Collected data entries:
================================

PR #247, opened 2023-11-22
Transaction queue

### LINKED ISSUE #495: P2P communication: Set up Kademlia DHT running in the web

### LINKED ISSUE #576: EPIC: Transaction validation
In order to have a working BABE algorithm Fruzhin needs to change some things that are blocking it from validating transactions.

1. [x] #574 
2. [x] #573
3. [x] #575

ablax:
- [x] Create transaction pool
- [x] Create transaction queue
- [x] Prepare for transaction validation


src/main/java/com/limechain/network/protocol/transaction/TransactionsEngine.java
```diff
@@ -126,7 +142,9 @@ public void writeHandshakeToStream(Stream stream, PeerId peerId) {
     public void writeTransactionsMessage(Stream stream, PeerId peerId) {
         ByteArrayOutputStream buf = new ByteArrayOutputStream();
         try (ScaleCodecWriter writer = new ScaleCodecWriter(buf)) {
-            writer.write(new TransactionsWriter(), new byte[][]{new byte[]{}, new byte[]{}});
+            writer.write(new TransactionsWriter(), new Extrinsics[]{
+                    new Extrinsics(new byte[]{}), new Extrinsics(new byte[]{})
```
bokoto000: Add TODO to replace empty transaction messages in future

src/main/java/com/limechain/network/protocol/transaction/state/TransactionState.java
```diff
@@ -0,0 +1,103 @@
...
+        return null;
+    }
+
+    @NotNull
+    private Future<ValidTransaction> popFutureTransaction() {
+        return executor.submit(() -> {
+            ValidTransaction transaction = null;
+            while (transaction == null) {
+                transaction = popTransaction();
+                Thread.sleep(50);
```
bokoto000: Why do we use sleep here

src/main/java/com/limechain/network/protocol/transaction/state/TransactionState.java
```diff
@@ -0,0 +1,103 @@
...
+
+    public void removeExtrinsicFromPool(byte[] extrinsic) {
+        transactionPool.removeExtrinsic(extrinsic);
+    }
+
+    public byte[] addToPool(ValidTransaction validTransaction) {
+        return transactionPool.insert(validTransaction);
+    }
+
+    //public void notifyStatus
```
bokoto000: Add as TODO

src/main/java/com/limechain/network/protocol/transaction/state/ValidTransaction.java
```diff
@@ -0,0 +1,37 @@
...
+    public ValidTransaction(byte[] extrinsic, Validity validity){
+        this.extrinsic = extrinsic;
+        this.validity = validity;
+    }
+
+    public int compareTo(@NotNull ValidTransaction transaction) {
+        return new ValidTransactionComparator().compare(this, transaction);
+    }
+
+    static class ValidTransactionComparator implements Comparator<ValidTransaction> {
```
bokoto000: Maybe rename this to ValidTransactionPriorityComparator as I'm not sure if its clear that we are comparing by priority

src/main/java/com/limechain/network/protocol/transaction/state/TransactionState.java
ablax: To avoid high CPU usage in this almost infinite loop

src/main/java/com/limechain/network/protocol/transaction/state/Pool.java
```diff
@@ -0,0 +1,37 @@
+package com.limechain.network.protocol.transaction.state;
+
+import com.limechain.utils.HashUtils;
+import lombok.NoArgsConstructor;
+
+import java.util.HashMap;
+import java.util.Map;
+
+@NoArgsConstructor
```
georg-getz: No arg constructor is implied if no other constructor is found.

src/main/java/com/limechain/network/protocol/transaction/state/ValidTransaction.java
```diff
@@ -0,0 +1,29 @@
...
+    private Validity validity;
+
+    public ValidTransaction(byte[] extrinsic){
+        this.extrinsic = extrinsic;
+    }
+
+    public ValidTransaction(byte[] extrinsic, Validity validity){
+        this.extrinsic = extrinsic;
+        this.validity = validity;
+    }
```
georg-getz: space before opening curly brace `{`

src/main/java/com/limechain/network/protocol/transaction/state/Validity.java
```diff
@@ -0,0 +1,24 @@
...
+    private BigInteger priority;
+    private byte[][] requires;
+    private byte[][] provides;
+    private BigInteger longevity;
+    private boolean propagate;
+
+    public Validity(BigInteger priority){
+        this.priority = priority;
+    }
+}
```
georg-getz: Add a comment explaining what this class represents and how the priority works. If I have priority 1 and someone else has 18, am I with a higher priority or not? Also how are the negative cases handled? Would be nice to have a test for that case as well.

ablax:
Currently blocked, as it depends on Trie

Zurcusa:
This PR can be merged with its current state. The logic for sending a validation request to the runtime and decoding the response is there. However, it seems we have some kind of an issue that causes the runtime to respond with an invalid transaction validation error for every transaction. 

We have:
- Logic for validating incoming transaction from the transactions protocol.
- Logic for appropriately putting transactions in queue or pool.

What is still needed:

================================

Which lines of the data include the string "private"? Copy each of them.

+    private Future<ValidTransaction> popFutureTransaction() {
+    private Validity validity;
+    private BigInteger priority;
+    private byte[][] requires;
+    private byte[][] provides;
+    private BigInteger longevity;
+    private boolean propagate;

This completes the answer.